• **Work instruction**: Restate verbatim the span of lines below between the line with "Open Brain connector." and the line with "3. If the stored", including those two lines, and only that span.
Raw data below:
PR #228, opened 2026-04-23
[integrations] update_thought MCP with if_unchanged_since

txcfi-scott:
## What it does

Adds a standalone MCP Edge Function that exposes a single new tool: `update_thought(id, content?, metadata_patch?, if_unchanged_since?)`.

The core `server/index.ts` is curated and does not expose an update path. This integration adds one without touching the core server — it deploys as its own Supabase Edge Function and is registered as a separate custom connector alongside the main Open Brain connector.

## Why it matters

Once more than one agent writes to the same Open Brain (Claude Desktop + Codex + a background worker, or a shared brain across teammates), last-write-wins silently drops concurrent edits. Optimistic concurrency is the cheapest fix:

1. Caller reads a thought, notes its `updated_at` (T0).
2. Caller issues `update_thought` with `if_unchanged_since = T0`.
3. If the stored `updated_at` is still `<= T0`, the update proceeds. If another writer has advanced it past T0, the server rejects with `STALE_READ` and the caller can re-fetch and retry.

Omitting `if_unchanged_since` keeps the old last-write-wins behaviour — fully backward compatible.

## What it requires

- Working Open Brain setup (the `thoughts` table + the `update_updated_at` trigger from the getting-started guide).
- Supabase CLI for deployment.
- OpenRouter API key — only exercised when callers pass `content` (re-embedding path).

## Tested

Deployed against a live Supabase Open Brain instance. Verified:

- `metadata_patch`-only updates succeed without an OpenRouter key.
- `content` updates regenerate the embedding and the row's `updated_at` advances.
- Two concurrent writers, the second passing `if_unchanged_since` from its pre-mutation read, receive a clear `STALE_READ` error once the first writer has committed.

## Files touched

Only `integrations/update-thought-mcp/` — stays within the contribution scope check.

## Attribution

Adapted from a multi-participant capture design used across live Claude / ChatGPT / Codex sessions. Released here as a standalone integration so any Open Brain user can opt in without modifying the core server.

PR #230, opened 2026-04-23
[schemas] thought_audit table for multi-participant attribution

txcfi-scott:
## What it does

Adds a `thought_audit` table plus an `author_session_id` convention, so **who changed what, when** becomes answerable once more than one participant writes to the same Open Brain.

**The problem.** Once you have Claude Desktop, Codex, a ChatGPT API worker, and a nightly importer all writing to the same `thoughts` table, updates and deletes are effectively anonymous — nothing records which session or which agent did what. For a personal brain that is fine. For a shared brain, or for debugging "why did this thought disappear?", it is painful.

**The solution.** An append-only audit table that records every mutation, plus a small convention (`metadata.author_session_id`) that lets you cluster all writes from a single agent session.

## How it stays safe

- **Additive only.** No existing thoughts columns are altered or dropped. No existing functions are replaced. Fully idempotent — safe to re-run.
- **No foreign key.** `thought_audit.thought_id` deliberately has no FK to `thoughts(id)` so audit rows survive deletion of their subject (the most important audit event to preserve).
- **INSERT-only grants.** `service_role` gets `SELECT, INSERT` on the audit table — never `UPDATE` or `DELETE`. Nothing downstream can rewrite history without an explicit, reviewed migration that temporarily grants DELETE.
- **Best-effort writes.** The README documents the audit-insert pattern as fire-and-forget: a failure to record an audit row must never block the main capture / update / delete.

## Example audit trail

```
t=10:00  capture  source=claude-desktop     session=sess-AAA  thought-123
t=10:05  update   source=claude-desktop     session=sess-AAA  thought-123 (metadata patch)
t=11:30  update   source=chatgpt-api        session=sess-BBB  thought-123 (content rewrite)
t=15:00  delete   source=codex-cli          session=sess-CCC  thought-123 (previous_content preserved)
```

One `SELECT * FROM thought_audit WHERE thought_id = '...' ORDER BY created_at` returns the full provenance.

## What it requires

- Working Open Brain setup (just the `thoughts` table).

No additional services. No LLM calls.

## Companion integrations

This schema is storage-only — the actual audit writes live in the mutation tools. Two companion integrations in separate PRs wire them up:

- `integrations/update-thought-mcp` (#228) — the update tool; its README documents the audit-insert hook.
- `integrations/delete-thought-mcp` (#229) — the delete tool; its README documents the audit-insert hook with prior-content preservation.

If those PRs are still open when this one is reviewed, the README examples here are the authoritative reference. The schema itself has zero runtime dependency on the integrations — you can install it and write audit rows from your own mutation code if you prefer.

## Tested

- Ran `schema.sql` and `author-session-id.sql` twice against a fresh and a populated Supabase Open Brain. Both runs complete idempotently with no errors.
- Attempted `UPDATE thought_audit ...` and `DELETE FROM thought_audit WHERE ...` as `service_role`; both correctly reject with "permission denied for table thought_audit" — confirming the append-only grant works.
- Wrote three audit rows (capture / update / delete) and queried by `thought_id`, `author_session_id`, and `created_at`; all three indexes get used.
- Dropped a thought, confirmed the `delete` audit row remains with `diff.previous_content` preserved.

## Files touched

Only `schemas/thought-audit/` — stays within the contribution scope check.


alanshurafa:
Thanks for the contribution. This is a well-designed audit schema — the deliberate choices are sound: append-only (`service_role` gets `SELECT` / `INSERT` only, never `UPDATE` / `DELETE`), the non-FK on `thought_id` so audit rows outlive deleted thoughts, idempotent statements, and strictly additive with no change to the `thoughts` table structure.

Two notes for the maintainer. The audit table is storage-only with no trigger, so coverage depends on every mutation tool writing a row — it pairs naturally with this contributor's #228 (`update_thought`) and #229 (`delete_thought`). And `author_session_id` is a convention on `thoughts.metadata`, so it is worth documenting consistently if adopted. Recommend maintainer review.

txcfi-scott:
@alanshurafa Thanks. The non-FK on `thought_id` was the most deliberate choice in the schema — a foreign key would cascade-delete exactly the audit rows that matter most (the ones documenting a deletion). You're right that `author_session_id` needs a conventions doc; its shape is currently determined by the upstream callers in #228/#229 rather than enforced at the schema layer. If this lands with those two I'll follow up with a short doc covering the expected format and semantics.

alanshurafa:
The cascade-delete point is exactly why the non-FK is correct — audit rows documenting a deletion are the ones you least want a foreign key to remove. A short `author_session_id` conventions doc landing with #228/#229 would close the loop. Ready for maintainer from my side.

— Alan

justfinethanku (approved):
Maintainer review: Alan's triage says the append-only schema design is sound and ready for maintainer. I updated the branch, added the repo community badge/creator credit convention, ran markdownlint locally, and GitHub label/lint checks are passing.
End of Raw data.
Raw data below:
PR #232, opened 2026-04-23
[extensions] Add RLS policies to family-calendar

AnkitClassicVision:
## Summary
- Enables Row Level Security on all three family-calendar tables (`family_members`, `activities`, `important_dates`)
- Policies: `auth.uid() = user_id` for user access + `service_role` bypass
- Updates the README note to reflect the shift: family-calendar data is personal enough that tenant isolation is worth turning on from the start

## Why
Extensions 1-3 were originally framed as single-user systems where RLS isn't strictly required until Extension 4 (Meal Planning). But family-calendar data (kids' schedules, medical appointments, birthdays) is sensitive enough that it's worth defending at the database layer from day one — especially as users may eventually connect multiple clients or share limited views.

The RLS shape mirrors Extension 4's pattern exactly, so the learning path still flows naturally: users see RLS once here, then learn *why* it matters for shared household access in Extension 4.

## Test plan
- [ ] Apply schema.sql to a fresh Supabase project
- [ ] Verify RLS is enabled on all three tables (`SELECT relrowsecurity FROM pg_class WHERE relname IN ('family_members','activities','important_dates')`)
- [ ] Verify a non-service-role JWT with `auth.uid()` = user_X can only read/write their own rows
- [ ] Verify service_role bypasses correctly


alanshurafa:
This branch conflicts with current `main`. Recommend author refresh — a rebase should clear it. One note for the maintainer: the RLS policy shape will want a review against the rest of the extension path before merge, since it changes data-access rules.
End of Raw data.
• **Answer**:
The core `server/index.ts` is curated and does not expose an update path. This integration adds one without touching the core server — it deploys as its own Supabase Edge Function and is registered as a separate custom connector alongside the main Open Brain connector.

## Why it matters

Once more than one agent writes to the same Open Brain (Claude Desktop + Codex + a background worker, or a shared brain across teammates), last-write-wins silently drops concurrent edits. Optimistic concurrency is the cheapest fix:

1. Caller reads a thought, notes its `updated_at` (T0).
2. Caller issues `update_thought` with `if_unchanged_since = T0`.
3. If the stored `updated_at` is still `<= T0`, the update proceeds. If another writer has advanced it past T0, the server rejects with `STALE_READ` and the caller can re-fetch and retry.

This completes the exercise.